DIRECTIONS
The whole listing needs to be restated word for word.
----------
PR #7051, opened 2022-04-18
Add RDB_NO_BACKTRACE flag for musl, alpine users

srh:
Add CXXFLAGS=-DRDB_NO_BACKTRACE to your ./configure line, or your
environment when running make.

I have not (yet?) tested this on Alpine or with Musl libc.  (In the prior month or two, I got reliance on backtrace() being the one error on Alpine.)  This will make it possible or at least easier for musl users to use RethinkDB.

### DIFF
--- a/src/backtrace.cc
+++ b/src/backtrace.cc
@@ -332,7 +332,10 @@ void initialize_dbghelp() {
 #endif
 
 std::string backtrace_t::print_frames(bool use_addr2line) const {
-#ifdef _WIN32
+#if defined(RDB_NO_BACKTRACE)
+    (void)use_addr2line;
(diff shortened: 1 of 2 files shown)


srh:
Here's what it looks like (adding a `guarantee(false)` line in uuid_term_t and running an `r.uuid()` query to see the behavior):
```
error: Error in thread 16 in src/rdb_protocol/terms/uuid.cc at line 24:
error: Guarantee failed: [false] 
error: Backtrace:
error: Sun Apr 17 23:33:47 2022
       
       backtrace not supported by this binary
error: Exiting.
Trace/breakpoint trap (core dumped)
```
----------
RESPONSE BOX
PR #7051, opened 2022-04-18
Add RDB_NO_BACKTRACE flag for musl, alpine users

srh:
Add CXXFLAGS=-DRDB_NO_BACKTRACE to your ./configure line, or your
environment when running make.

I have not (yet?) tested this on Alpine or with Musl libc.  (In the prior month or two, I got reliance on backtrace() being the one error on Alpine.)  This will make it possible or at least easier for musl users to use RethinkDB.

### DIFF
--- a/src/backtrace.cc
+++ b/src/backtrace.cc
@@ -332,7 +332,10 @@ void initialize_dbghelp() {
 #endif
 
 std::string backtrace_t::print_frames(bool use_addr2line) const {
-#ifdef _WIN32
+#if defined(RDB_NO_BACKTRACE)
+    (void)use_addr2line;
(diff shortened: 1 of 2 files shown)


srh:
Here's what it looks like (adding a `guarantee(false)` line in uuid_term_t and running an `r.uuid()` query to see the behavior):
```
error: Error in thread 16 in src/rdb_protocol/terms/uuid.cc at line 24:
error: Guarantee failed: [false] 
error: Backtrace:
error: Sun Apr 17 23:33:47 2022
       
       backtrace not supported by this binary
error: Exiting.
Trace/breakpoint trap (core dumped)
```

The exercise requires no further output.